■ **Exercise**
From the entries that follow, pick out all lines holding "action".

++++ Data excerpts ++++

PR #2837, opened 2024-09-29
Publish unit test results for pull request builds

Numpsy:
Based on comments in #2818 - publish the unit test results files during CI builds, and then publish a test report using https://github.com/EnricoMi/publish-unit-test-result-action.

This first attempt is based on the action documentation, and on some implementations in other repositories (This is the first time I've used it myself)

Note: It appears that Github won't pick up the new publish-test-results action until the yaml file for it is in the master branch, so I've had to merge a test change into the master branch in my fork to test it - you can see the results for that at https://github.com/Numpsy/FAKE/runs/30818769728 which looks reasonable.

Not sure if it'll need tuning to control where the test results get pushed to - e.g. if they get displayed inline inside pull requests as well as in the build results page.

### DIFF
--- a/build.fsx
+++ b/build.fsx
@@ -393,8 +393,10 @@ let callPaket wd args =
 /// <param name="dllPath">Test assembly to run tests from</param>
 /// <param name="resultsXml">Expecto test results XML file</param>
 let runExpecto workDir dllPath resultsXml =
+    let resultsFile = "testresults" </> resultsXml
+
     let processResult =
-        DotNet.exec (dotnetWorkingDir workDir) (sprintf "%s" dllPath) (sprintf "--nunit-summary %s" resultsXml)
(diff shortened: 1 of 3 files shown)


build.fsx
```diff
@@ -393,8 +393,10 @@ let callPaket wd args =
 /// <param name="dllPath">Test assembly to run tests from</param>
 /// <param name="resultsXml">Expecto test results XML file</param>
 let runExpecto workDir dllPath resultsXml =
+    let resultsFile = "testresults" </> resultsXml
```
Numpsy, line 396: As it stands, the test result xml files get written into the root directory of the repository, but it's easier to upload them in a batch if they all get written into a subdirectory and this looked like the easiest place to change to do that

xperiandri (approved):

++++

■ **Answer space**
Based on comments in #2818 - publish the unit test results files during CI builds, and then publish a test report using https://github.com/EnricoMi/publish-unit-test-result-action.
This first attempt is based on the action documentation, and on some implementations in other repositories (This is the first time I've used it myself)
Note: It appears that Github won't pick up the new publish-test-results action until the yaml file for it is in the master branch, so I've had to merge a test change into the master branch in my fork to test it - you can see the results for that at https://github.com/Numpsy/FAKE/runs/30818769728 which looks reasonable.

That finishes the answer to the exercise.